### [REQUIRED WORK]
Copy each entry below without any change.

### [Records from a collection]

========

PR #760, opened 2019-05-01
🚧 Remove api endpoints 🚧

mwharrison:


mwharrison:
This is waiting on CNX to make changes to their uses of the openstax.org API endpoints.

mwharrison:
Ed has made the change to CNX. It will be released on 6/19 - then this can be merged.

PR #774, opened 2019-05-16
add test for institutional partnership program page

mwharrison:


mwharrison:
@RoyEJohnson - I don't really understand how adding a test could reduce coverage - but I'd still like to merge this, I think it's a good test to have.

mwharrison:
Ah, I was looking at the old codecov, I didn't realize it didn't update :)

PR #798, opened 2019-06-17
Add popup content to Rover page

mwharrison:


pages/models.py
```diff
@@ -2334,6 +2334,15 @@ class RoverPage(Page):
             ('signup_button_cta', blocks.CharBlock()),
             ('nav_text', blocks.CharBlock(required=False))
         ])
+        popup = StreamField([
+            ('content', blocks.ListBlock(blocks.StructBlock([
+                ('headline', blocks.CharBlock()),
+                ('instructions', blocks.TextBlock()),
+                ('sign_in_text', blocks.CharBlock()),
+                ('cancel_text', blocks.CharBlock()),
```
RoyEJohnson: A clarification came out this morning that instead of cancel_text, we need a link that is an alternative to the sign in text. It will need a url and text. I updated my comment on the ZenHub card, but you were probably already working on it. My suggested fields were:
> `otherOptionText` - text
> `otherOptionUrl` - url

PR #842, opened 2019-08-16
more filters on adoptions, remove records before updating

mwharrison:


salesforce/management/commands/update_opportunities.py
```diff
@@ -8,9 +9,20 @@ class Command(BaseCommand):
 
     def handle(self, *args, **options):
         with Salesforce() as sf:
-            command = "SELECT Id, OS_Accounts_ID__c, Book_Text__c, Contact_Email__c, School_Name__c, Yearly_Students__c from Opportunity"
+            now = datetime.datetime.now()
+            year = now.year
+            if now.month < 7: # Salesforce needs the school base year, this is how they calculate it
+                year = year - 1
+
+            command = "SELECT Id, OS_Accounts_ID__c, Book_Text__c, Contact_Email__c, School_Name__c, Yearly_Students__c, Type, Base_Year__c, IsWon from Opportunity WHERE OS_Accounts_ID__c != null AND Type = 'Renewal' AND Base_Year__c = {} AND IsWon = True".format(year)
```
RoyEJohnson: Should this be `IS NOT NULL` rather than `!= null` ?

mwharrison: I looked here to find how to do a null query in SOQL: https://developer.salesforce.com/forums/?id=906F0000000BYYEIA4

RoyEJohnson: Crazy Salesforce and their nonstandard SQL. :)

PR #848, opened 2019-09-04
use cloudfront proxied accounts

jpslav:
Instead of redirecting login and logout to a full Accounts URL, redirect to `/accounts/...`.  In a CloudFront deployment, such a redirect will be routed to the desired Accounts instance with the benefit that the URL in the browser will keep the same top-level domain, e.g. https://openstax.org/accounts/login.  In a local or test environment (which obviously doesn't have CloudFront), there is a new `accounts` action and URL to do the full domain redirect as was done previously.

This PR makes the Accounts URL behavior match that in REX.

## TODO

* [ ] specs

### DIFF
--- a/Dockerfile
+++ b/Dockerfile
@@ -9,6 +9,7 @@ RUN apt-get update && \
   libxml2-dev \
   libxslt1-dev \
   libz-dev \
+  libpq-dev \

========

### [RESULT OF THIS EXERCISE]
PR #760, opened 2019-05-01
🚧 Remove api endpoints 🚧

mwharrison:


mwharrison:
This is waiting on CNX to make changes to their uses of the openstax.org API endpoints.

mwharrison:
Ed has made the change to CNX. It will be released on 6/19 - then this can be merged.

PR #774, opened 2019-05-16
add test for institutional partnership program page

mwharrison:


mwharrison:
@RoyEJohnson - I don't really understand how adding a test could reduce coverage - but I'd still like to merge this, I think it's a good test to have.

mwharrison:
Ah, I was looking at the old codecov, I didn't realize it didn't update :)

PR #798, opened 2019-06-17
Add popup content to Rover page

mwharrison:


pages/models.py
```diff
@@ -2334,6 +2334,15 @@ class RoverPage(Page):
             ('signup_button_cta', blocks.CharBlock()),
             ('nav_text', blocks.CharBlock(required=False))
         ])
+        popup = StreamField([
+            ('content', blocks.ListBlock(blocks.StructBlock([
+                ('headline', blocks.CharBlock()),
+                ('instructions', blocks.TextBlock()),
+                ('sign_in_text', blocks.CharBlock()),
+                ('cancel_text', blocks.CharBlock()),
```
RoyEJohnson: A clarification came out this morning that instead of cancel_text, we need a link that is an alternative to the sign in text. It will need a url and text. I updated my comment on the ZenHub card, but you were probably already working on it. My suggested fields were:
> `otherOptionText` - text
> `otherOptionUrl` - url

PR #842, opened 2019-08-16
more filters on adoptions, remove records before updating

mwharrison:


salesforce/management/commands/update_opportunities.py
```diff
@@ -8,9 +9,20 @@ class Command(BaseCommand):
 
     def handle(self, *args, **options):
         with Salesforce() as sf:
-            command = "SELECT Id, OS_Accounts_ID__c, Book_Text__c, Contact_Email__c, School_Name__c, Yearly_Students__c from Opportunity"
+            now = datetime.datetime.now()
+            year = now.year
+            if now.month < 7: # Salesforce needs the school base year, this is how they calculate it
+                year = year - 1
+
+            command = "SELECT Id, OS_Accounts_ID__c, Book_Text__c, Contact_Email__c, School_Name__c, Yearly_Students__c, Type, Base_Year__c, IsWon from Opportunity WHERE OS_Accounts_ID__c != null AND Type = 'Renewal' AND Base_Year__c = {} AND IsWon = True".format(year)
```
RoyEJohnson: Should this be `IS NOT NULL` rather than `!= null` ?

mwharrison: I looked here to find how to do a null query in SOQL: https://developer.salesforce.com/forums/?id=906F0000000BYYEIA4

RoyEJohnson: Crazy Salesforce and their nonstandard SQL. :)

PR #848, opened 2019-09-04
use cloudfront proxied accounts

jpslav:
Instead of redirecting login and logout to a full Accounts URL, redirect to `/accounts/...`.  In a CloudFront deployment, such a redirect will be routed to the desired Accounts instance with the benefit that the URL in the browser will keep the same top-level domain, e.g. https://openstax.org/accounts/login.  In a local or test environment (which obviously doesn't have CloudFront), there is a new `accounts` action and URL to do the full domain redirect as was done previously.

This PR makes the Accounts URL behavior match that in REX.

## TODO

* [ ] specs

### DIFF
--- a/Dockerfile
+++ b/Dockerfile
@@ -9,6 +9,7 @@ RUN apt-get update && \
   libxml2-dev \
   libxslt1-dev \
   libz-dev \
+  libpq-dev \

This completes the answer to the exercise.